:: Your goal ::
Below is a listing. Set down exactly the lines from the one containing "Theoretically maybe, but" through the one containing "Ah, in the UK", both ends included, and leave out the rest.

:: The records ::

PR #3480, opened 2021-11-02
Show nearby related POIs

### LINKED ISSUE #2354: Show other nearby objects of the same type when answering quests

### LINKED ISSUE #3338: Render power lines on the map
**Use case**
When doing the power pole material quest, the quest icons have no reference, they just float in a void, often in a forest or grass landuse. The lack of spatial awareness becomes an issue when some poles are already tagged (could be earlier quest actions), multiple power lines are close to one another and/or other spatial features are missing. Then you become unsure if you are tagging the right pole, or the next one in line.

To illustrate, this is my current view:
image

While this can actually be this situation in practice:
image

**Proposed Solution**
Render the power lines and power poles on the map.
Similar to how other quests relate to rendered objects, the power pole material quest would benefit if the objects are visualized.
Power lines and power poles are already mapped on the default Openstreetmap.org website, using simple lines and small squares/circles.

image

More general, I think it is valuable to render the nodes and ways to which the quests relate.

westnordost:
Fixes #3338, fixes #2354

This PR adds functionality that quests can highlight map data in its vicinity that is helpful / necessary for context of the quest.

Examples:
- bicycle parking capacity: It would be helpful to know if the bicycle parking just a few meters beside the shown point is mapped as an own bicycle parking or there is just one POI for all of it
- operator of an ATM: If there are several right next to each other from different operators, it would be nice to see which one of those is meant
- openiing hours, shop vacancies: If the shop doesn't exist anymore, it would be helpful to know which shop is left and right of the shop for which the quest is asked so that one knows which one exactly is meant
- power poles: if there is more than one power line, it would be good to see the actual power lines so it is easier to locate which one is meant


westnordost:
Code review and UX testing is welcome

app/src/main/java/de/westnordost/streetcomplete/map/MainFragment.kt
```diff
@@ -819,6 +831,29 @@ class MainFragment : Fragment(R.layout.fragment_main),
...
+        }
+
+        viewLifecycleScope.launch {
+            val elements = withContext(Dispatchers.IO) { questType.getHighlightedElements(element, ::getMapData) }
+            for (e in elements) {
+                // don't highlight "this" element
+                if (element == e) continue
+                val geometry = mapData?.getGeometry(e.type, e.id) ?: continue
+                val icon = getPinIcon(e.tags)
+                putMarkerForCurrentQuest(geometry, icon, e.tags["name"] ?: e.tags["brand"])
```
FloEdelmann, line 852: Maybe use the `getNameOrBrandOrOperatorOrRef` function from `QuestUtil.kt`?

app/src/main/java/de/westnordost/streetcomplete/quests/place_name/AddPlaceName.kt
```diff
@@ -113,6 +115,9 @@ class AddPlaceName(
     override fun isApplicableTo(element: Element): Boolean =
         filter.matches(element) && hasFeatureName(element.tags)
 
+    override fun getHighlightedElements(element: Element, getMapData: () -> MapDataWithGeometry) =
+        getMapData().filter("nodes, ways, relations with " + isKindOfShopExpression())
```
FloEdelmann, line 119: Isn't this confusing when e.g. the name quest is open for a cemetery and all nearby shops are highlighted? (same for the opening hours quest)

app/src/main/java/de/westnordost/streetcomplete/quests/powerpoles_material/AddPowerPolesMaterial.kt
```diff
@@ -20,6 +23,15 @@ class AddPowerPolesMaterial : OsmFilterQuestType<PowerPolesMaterial>() {
 
     override fun getTitle(tags: Map<String, String>) = R.string.quest_powerPolesMaterial_title
 
+    override fun getHighlightedElements(element: Element, getMapData: () -> MapDataWithGeometry) =
+        getMapData().filter("nodes with power = pole or man_made = utility_pole") +
+        // and also show the (power) lines themselves
+        getMapData().filter("ways with power ~ line|minor_line or communication = line or telecom = line")
```
FloEdelmann, line 29: This loops the map data twice, but I guess `nodes with … or ways with …` is not valid ElementFilterExpression syntax?

app/src/main/java/de/westnordost/streetcomplete/quests/clothing_bin_operator/AddClothingBinOperator.kt
```diff
@@ -43,6 +44,9 @@ class AddClothingBinOperator : OsmElementQuestType<String> {
 
     override fun getTitle(tags: Map<String, String>) = R.string.quest_clothes_container_operator_title
 
+    override fun getHighlightedElements(element: Element, getMapData: () -> MapDataWithGeometry) =
+        getMapData().filter("nodes with amenity = recycling and recycling_type = container")
```
FloEdelmann, line 48: To stay consistent with the recycling quests:

```suggestion
        getMapData().filter("nodes with amenity = recycling")
```

I'm not sure about this though.

app/src/main/java/de/westnordost/streetcomplete/quests/recycling_material/AddRecyclingContainerMaterials.kt
```diff
@@ -11,11 +11,9 @@ import de.westnordost.streetcomplete.data.meta.hasCheckDateForKey
...
 import de.westnordost.streetcomplete.data.osm.edits.update_tags.StringMapEntryModify
 import de.westnordost.streetcomplete.data.osm.mapdata.Element
+import de.westnordost.streetcomplete.data.osm.mapdata.filter
 import de.westnordost.streetcomplete.data.osm.osmquests.OsmElementQuestType
 import de.westnordost.streetcomplete.data.user.achievements.QuestTypeAchievement.CITIZEN
-import de.westnordost.streetcomplete.util.LatLonRaster
-import de.westnordost.streetcomplete.util.distanceTo
-import de.westnordost.streetcomplete.util.enclosingBoundingBox
 
 class AddRecyclingContainerMaterials : OsmElementQuestType<RecyclingContainerMaterialsAnswer> {
```
FloEdelmann, line 18: Can this now be converted to a `OsmFilterQuestType`?

res/graphics/pins/bollard.svg
```diff
@@ -0,0 +1,100 @@
+<?xml version="1.0" encoding="UTF-8" standalone="no"?>
```
FloEdelmann, line 1: This SVG needs optimizing

FloEdelmann (changes requested):
The code looks good, apart from the few minor nits below. I haven't tested the UX yet.

app/src/main/java/de/westnordost/streetcomplete/quests/place_name/AddPlaceName.kt
westnordost: That would be shops that are as close as 30m from the center of the cemetary though. I thought about it. The name quest basically contains shops + larger things like parks, cemeteries etc.
For shops (etc) we want to have this in any case, for the larger things there is not really any need, but I think it will also not confuse because in most cases, there is no shop or anything anyway that close by.

app/src/main/java/de/westnordost/streetcomplete/quests/clothing_bin_operator/AddClothingBinOperator.kt
westnordost: 🤷  ok

app/src/main/java/de/westnordost/streetcomplete/quests/recycling_material/AddRecyclingContainerMaterials.kt
westnordost: No because of `Element.hasAnyRecyclingMaterials`

app/src/main/java/de/westnordost/streetcomplete/quests/place_name/AddPlaceName.kt
westnordost: We **could** do something like `return if(element "is a kind of shop") mapData."elements that are a kind of shop" else null` but not sure if it is worth it

app/src/main/java/de/westnordost/streetcomplete/data/osm/mapdata/MapData+ElementFilterExpression=❤.kt
```diff
@@ -0,0 +1,26 @@
+package de.westnordost.streetcomplete.data.osm.mapdata
```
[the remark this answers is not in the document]
westnordost: 🤷 I'll rename it

app/src/main/java/de/westnordost/streetcomplete/map/MainFragment.kt
westnordost: Where would that be an improvement? And would it potentially be confusing for some elements?

westnordost:
Thanks for the review!

westnordost:
https://user-images.githubusercontent.com/4661658/139920925-025238f0-0ca2-4e43-a16f-46e1d8a09430.mp4

https://user-images.githubusercontent.com/4661658/139921186-c4d16ded-3999-4c67-8e8b-ab62dfbb2542.mp4

https://user-images.githubusercontent.com/4661658/139921424-c99872e9-8bf7-4752-84a5-326865c0f865.mp4

app/src/main/java/de/westnordost/streetcomplete/map/MainFragment.kt
FloEdelmann: I'm not sure where that title is displayed at all :sweat_smile:

FloEdelmann:
In your first video, when opening the quest for Kiosk 104, it looks like the quest is actually for SuperBioMarkt, because its whole geometry is highlighted.

Is it possible to hide all other quest pins while the quest answer sheet is open? Then all highlighted geometries look completely different (violet background + icon) compared to the current quest geometry (orange background + quest marker pin).

That'd also make the example in your third video look better: There, a quest pin with a bike parking icon is shown above an area with a bike parking icon. If the quest pin is hidden, that eliminates the duplication.

westnordost:
Yes it is possible. If you want to test it yourself, add

```diff
  fun startFocusQuest(quest: Quest, offset: RectF) {
+ pinMode = QuestsMapFragment.PinMode.NONE`
  geometryMapComponent?.beginFocusGeometry(quest.geometry, offset)
```

to `QuestsMapFragment`. (Probably not the proper place, but quick and dirty for testing)

I agree that it is much more clear/clean this way, but it results in a visual jerk every time the quest form is open and closed. It is probably possible to reduce this jerk, **maybe** even remove it altogether, not sure. It will be some effort though to cleanly refactor the code so that hide/show is faster.

westnordost:
I checked - hiding the quest pins can not be faster. And it's actually not **that** slow. Showing the quest pins again can be faster but only with more effort, i.e. more working around missing features in tangram-es.

The main issue is that it is not possible in tangram-es to switch the visibility of a layer. You can only clear it. So what is done when "hiding" any layer is to actually clear it. When it should be shown again, it is built up anew from data fetched from the database.

app/src/main/java/de/westnordost/streetcomplete/map/MainFragment.kt
peternewman: > I'm not sure where that title is displayed at all sweat_smile

Presumably on the shops as in the first example video?

> Where would that be an improvement?

Postboxes for example, would get no name from the current code, but operator + ref from:
https://github.com/streetcomplete/StreetComplete/blob/0857679a146abaf474f051f8e8d12225d9a10ff3/app/src/main/java/de/westnordost/streetcomplete/quests/QuestUtil.kt#L68-L83

> And would it potentially be confusing for some elements?

Theoretically maybe, but then it gives just one place to fine-tune that logic, rather than having different behaviour in here compared to in a quest.

app/src/main/java/de/westnordost/streetcomplete/data/osm/mapdata/MapData+ElementFilterExpression=❤.kt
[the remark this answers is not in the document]
peternewman: This looks to still have the heart to me...

app/src/main/java/de/westnordost/streetcomplete/map/MainFragment.kt
westnordost: > Postboxes for example, would get no name from the current code, but operator + ref from

Not sure if this would be an improvement though. Then every single post box in Germany potentially has something like "Deutsche Post AG Huberstraße Mitte" displayed. (The "refs" if, stated at all, are actually streets/addresses/address descriptions)

If there are two post boxes directly next to each other, one of "xyz mail" and the other of "royal mail" or whatever, it should already be clear from the location which is which (which is right of which)

westnordost:
Will look on how it will be possible to change the "view mode" when the quest form is open.

app/src/main/java/de/westnordost/streetcomplete/map/MainFragment.kt
peternewman: > Not sure if this would be an improvement though. Then every single post box in Germany potentially has something like "Deutsche Post AG Huberstraße Mitte" displayed. (The "refs" if, stated at all, are actually streets/addresses/address descriptions)

Ah, in the UK they are fewer than 10 characters for the ref as a genuine reference number not a location.

What about if we add a boolean brief option to getNameOrBrandOrOperatorOrRef, for things like this, you'd set brief=true and it might only add the ref if it's less than 10 characters, and otherwise just show the operator, whereas for the quest itself, you clearly want it regardless so you'd set brief=false and it would always show it.

> If there are two post boxes directly next to each other, one of "xyz mail" and the other of "royal mail" or whatever, it should already be clear from the location which is which (which is right of which)

We don't get that specific issue in the UK as the postboxes are essentially all Royal Mail, but you'll often get two Royal Mail postboxes next to each other (with different refs). At least once, myself or someone else has got the refs offset and tagged against the wrong boxes, unpicking that in general is a real pain to do easily, but could be quickly spotted using this.

More generally in the UK I've seen a lot of stuff like benches and bins mapped on the wrong side of a path, or the wrong way round. If a post box has been removed, or two phone boxes have become one (i.e. one has gone), the more info referencing which one is which the better and the greater the chance of me making the right choice. I don't want to delete the left one if the remaining one is actually BT and the one I've deleted is the BT one (if that makes sense).

TL;DR, you should at least add operator to your chained selection list, at which point you may as well just use the existing function.

westnordost: I leave it as is for now

westnordost:
Notes:
- also for areas, should show outline so it is clear where one feature begins and ends
- should only show nearby objects on same level (especially for shops) - if specified

westnordost:
so, left to do:

- hide/show other quest pins while quest is open
- optionally can remove logic handling clicking on other quests while this quest form is open
- optionally can remove the extra highlighting of the tapped marker (the blue circle around the highlighted pin)

westnordost:
Note: 

> should only show nearby objects on same level (especially for shops) - if specified

maybe also check for `level:ref` and/or `addr:floor`

westnordost:
https://user-images.githubusercontent.com/4661658/141798205-6269c30f-d8e8-4727-ac94-8a589411144e.mp4

westnordost:
Shout out to @matteblair: Thank for enabling this fast-switching between displayed layers in the new version of tangram-es!

app/src/main/java/de/westnordost/streetcomplete/map/components/PinsMapComponent.kt
```diff
@@ -1,50 +1,23 @@
...
-    fun clear() {
-        clearPins()
-        clearSelectedPins()
-    }
-
-    /* ------------------------------------------  Pins ----------------------------------------- */
+    /** Shows/hids the pins */
+    var isVisible: Boolean
+        get() = pinsLayer.visible
+        set(value) { pinsLayer.visible = value }
```
smichel17, line 17: Note: you could also do this (https://kotlinlang.org/docs/delegated-properties.html#delegating-to-another-property):

```suggestion
    var isVisible: Boolean by pinsLayer::visible
```
I'm not doing a full review, just a quick skim of a couple commits.

westnordost: Interesting, didn't know that. But it should be consistent among the codebase, so this should be done in a separate PR. there are more places other than that where it is done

:: Response area ::
Theoretically maybe, but then it gives just one place to fine-tune that logic, rather than having different behaviour in here compared to in a quest.

app/src/main/java/de/westnordost/streetcomplete/data/osm/mapdata/MapData+ElementFilterExpression=❤.kt
[the remark this answers is not in the document]
peternewman: This looks to still have the heart to me...

app/src/main/java/de/westnordost/streetcomplete/map/MainFragment.kt
westnordost: > Postboxes for example, would get no name from the current code, but operator + ref from

Not sure if this would be an improvement though. Then every single post box in Germany potentially has something like "Deutsche Post AG Huberstraße Mitte" displayed. (The "refs" if, stated at all, are actually streets/addresses/address descriptions)

If there are two post boxes directly next to each other, one of "xyz mail" and the other of "royal mail" or whatever, it should already be clear from the location which is which (which is right of which)

westnordost:
Will look on how it will be possible to change the "view mode" when the quest form is open.

app/src/main/java/de/westnordost/streetcomplete/map/MainFragment.kt
peternewman: > Not sure if this would be an improvement though. Then every single post box in Germany potentially has something like "Deutsche Post AG Huberstraße Mitte" displayed. (The "refs" if, stated at all, are actually streets/addresses/address descriptions)

Ah, in the UK they are fewer than 10 characters for the ref as a genuine reference number not a location.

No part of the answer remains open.